§ Required work
Where the data below has the string "supported", return the whole line.

§ Extracted information
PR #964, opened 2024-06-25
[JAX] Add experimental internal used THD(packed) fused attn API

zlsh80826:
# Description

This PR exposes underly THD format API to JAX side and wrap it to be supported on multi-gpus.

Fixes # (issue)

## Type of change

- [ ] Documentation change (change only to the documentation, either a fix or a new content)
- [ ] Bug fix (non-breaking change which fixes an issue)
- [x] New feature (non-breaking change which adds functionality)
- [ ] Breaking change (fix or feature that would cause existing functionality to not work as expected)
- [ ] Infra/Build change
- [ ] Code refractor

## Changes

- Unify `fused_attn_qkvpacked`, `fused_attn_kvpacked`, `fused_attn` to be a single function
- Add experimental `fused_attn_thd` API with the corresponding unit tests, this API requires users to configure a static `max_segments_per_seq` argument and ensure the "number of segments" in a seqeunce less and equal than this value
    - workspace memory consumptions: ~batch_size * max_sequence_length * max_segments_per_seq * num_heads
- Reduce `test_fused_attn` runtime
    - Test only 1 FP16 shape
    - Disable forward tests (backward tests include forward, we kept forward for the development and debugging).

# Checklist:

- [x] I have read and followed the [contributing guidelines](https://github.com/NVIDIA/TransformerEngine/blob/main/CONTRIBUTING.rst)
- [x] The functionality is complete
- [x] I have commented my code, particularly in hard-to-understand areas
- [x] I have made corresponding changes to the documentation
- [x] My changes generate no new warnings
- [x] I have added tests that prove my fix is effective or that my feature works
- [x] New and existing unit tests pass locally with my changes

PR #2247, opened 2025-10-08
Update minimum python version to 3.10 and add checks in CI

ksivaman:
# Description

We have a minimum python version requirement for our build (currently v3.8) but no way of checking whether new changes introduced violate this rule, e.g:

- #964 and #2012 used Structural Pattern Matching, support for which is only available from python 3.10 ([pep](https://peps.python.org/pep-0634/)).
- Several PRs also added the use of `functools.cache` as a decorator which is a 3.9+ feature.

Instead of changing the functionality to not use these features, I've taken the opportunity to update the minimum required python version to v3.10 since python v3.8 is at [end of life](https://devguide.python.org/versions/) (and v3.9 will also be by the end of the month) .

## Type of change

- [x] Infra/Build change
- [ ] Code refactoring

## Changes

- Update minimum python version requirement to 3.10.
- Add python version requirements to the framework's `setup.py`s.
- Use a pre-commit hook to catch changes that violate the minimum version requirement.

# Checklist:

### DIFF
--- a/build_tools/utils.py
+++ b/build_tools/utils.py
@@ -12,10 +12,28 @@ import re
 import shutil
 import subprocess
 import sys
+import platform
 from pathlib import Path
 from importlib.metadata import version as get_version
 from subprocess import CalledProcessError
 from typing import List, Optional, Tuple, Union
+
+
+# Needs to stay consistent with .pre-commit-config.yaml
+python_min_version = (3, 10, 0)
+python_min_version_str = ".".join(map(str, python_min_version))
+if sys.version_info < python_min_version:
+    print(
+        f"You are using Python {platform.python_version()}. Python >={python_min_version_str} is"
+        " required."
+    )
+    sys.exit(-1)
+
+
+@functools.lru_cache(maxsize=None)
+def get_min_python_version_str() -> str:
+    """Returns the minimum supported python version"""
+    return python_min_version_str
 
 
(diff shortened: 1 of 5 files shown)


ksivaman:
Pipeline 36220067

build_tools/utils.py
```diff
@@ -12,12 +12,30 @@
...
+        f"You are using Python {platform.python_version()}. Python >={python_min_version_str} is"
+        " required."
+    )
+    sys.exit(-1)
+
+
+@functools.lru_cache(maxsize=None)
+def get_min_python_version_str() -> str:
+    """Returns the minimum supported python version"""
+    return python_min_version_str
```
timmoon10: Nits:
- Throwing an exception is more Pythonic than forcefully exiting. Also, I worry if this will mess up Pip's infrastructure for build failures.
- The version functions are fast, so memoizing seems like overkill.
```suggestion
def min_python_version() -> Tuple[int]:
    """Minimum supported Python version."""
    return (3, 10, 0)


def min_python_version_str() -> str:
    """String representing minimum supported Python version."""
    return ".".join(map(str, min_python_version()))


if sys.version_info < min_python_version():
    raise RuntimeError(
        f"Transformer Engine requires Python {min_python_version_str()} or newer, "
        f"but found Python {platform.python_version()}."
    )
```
...
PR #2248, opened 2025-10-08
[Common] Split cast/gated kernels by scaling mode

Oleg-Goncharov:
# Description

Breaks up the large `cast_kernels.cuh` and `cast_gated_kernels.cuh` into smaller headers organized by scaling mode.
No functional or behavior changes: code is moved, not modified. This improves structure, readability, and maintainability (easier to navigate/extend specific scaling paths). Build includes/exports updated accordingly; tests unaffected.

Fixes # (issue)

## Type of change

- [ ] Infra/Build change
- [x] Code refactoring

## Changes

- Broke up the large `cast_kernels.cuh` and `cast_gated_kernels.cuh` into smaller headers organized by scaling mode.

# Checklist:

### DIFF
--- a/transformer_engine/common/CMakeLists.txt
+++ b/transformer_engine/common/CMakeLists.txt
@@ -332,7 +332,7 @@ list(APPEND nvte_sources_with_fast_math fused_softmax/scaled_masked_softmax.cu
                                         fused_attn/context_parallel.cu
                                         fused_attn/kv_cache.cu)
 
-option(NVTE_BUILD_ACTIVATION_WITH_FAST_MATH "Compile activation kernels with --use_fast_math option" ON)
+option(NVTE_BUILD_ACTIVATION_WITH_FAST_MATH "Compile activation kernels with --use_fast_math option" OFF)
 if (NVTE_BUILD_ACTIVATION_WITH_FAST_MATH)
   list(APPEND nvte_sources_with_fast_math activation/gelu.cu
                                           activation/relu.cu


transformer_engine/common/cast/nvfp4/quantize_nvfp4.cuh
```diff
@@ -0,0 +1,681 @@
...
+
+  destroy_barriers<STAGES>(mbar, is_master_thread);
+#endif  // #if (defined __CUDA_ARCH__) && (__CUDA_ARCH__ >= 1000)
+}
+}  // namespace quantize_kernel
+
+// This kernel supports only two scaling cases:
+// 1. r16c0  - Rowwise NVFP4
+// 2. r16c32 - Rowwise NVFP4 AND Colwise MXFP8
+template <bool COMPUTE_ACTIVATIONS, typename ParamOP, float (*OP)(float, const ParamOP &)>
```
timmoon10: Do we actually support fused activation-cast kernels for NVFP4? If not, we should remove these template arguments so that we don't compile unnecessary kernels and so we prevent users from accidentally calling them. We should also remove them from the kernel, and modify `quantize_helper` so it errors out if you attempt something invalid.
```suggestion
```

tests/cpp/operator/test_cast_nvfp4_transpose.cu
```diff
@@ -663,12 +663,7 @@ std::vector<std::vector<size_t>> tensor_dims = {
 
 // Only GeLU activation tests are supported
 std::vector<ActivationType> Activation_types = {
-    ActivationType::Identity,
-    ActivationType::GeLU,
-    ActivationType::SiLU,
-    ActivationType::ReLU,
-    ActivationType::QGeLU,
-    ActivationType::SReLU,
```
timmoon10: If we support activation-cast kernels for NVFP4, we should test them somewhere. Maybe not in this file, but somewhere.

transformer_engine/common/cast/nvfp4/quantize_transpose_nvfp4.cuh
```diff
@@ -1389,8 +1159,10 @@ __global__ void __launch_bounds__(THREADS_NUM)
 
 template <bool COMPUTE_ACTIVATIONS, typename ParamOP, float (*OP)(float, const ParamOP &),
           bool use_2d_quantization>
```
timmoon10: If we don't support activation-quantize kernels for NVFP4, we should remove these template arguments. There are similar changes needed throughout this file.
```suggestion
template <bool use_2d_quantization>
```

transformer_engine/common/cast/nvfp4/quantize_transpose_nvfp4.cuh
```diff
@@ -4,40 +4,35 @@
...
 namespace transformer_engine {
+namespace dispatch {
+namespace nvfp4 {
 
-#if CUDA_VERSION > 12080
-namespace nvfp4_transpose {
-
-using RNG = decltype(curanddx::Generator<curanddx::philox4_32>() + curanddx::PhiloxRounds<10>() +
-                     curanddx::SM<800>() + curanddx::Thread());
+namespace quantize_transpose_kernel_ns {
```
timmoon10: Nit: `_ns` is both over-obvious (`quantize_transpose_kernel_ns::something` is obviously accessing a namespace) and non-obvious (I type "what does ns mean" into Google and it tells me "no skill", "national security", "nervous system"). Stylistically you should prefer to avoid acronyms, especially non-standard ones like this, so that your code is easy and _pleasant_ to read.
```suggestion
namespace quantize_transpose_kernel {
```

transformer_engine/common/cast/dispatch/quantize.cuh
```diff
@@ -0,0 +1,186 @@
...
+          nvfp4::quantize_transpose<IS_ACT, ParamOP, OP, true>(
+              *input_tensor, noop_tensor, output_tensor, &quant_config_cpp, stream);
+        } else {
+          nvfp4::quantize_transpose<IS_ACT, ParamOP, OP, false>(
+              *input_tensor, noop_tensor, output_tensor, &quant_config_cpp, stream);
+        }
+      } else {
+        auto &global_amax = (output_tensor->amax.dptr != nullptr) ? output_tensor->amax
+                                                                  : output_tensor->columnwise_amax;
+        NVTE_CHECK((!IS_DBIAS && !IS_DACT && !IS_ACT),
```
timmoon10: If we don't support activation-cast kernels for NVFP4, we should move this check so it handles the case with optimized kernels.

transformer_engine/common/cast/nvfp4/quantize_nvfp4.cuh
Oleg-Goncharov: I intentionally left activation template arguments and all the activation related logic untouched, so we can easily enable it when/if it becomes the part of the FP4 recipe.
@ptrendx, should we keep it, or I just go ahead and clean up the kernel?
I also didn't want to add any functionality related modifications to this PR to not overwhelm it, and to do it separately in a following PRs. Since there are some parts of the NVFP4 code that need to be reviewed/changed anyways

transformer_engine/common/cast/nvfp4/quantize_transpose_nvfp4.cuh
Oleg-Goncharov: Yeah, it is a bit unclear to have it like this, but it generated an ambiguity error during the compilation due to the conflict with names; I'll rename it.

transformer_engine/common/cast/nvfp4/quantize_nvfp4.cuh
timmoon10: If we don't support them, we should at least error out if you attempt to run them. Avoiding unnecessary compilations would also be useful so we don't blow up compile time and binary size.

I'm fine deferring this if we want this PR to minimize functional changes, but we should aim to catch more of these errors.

§ Task response
This PR exposes underly THD format API to JAX side and wrap it to be supported on multi-gpus.
+    """Returns the minimum supported python version"""
+    """Returns the minimum supported python version"""
    """Minimum supported Python version."""
    """String representing minimum supported Python version."""
 // Only GeLU activation tests are supported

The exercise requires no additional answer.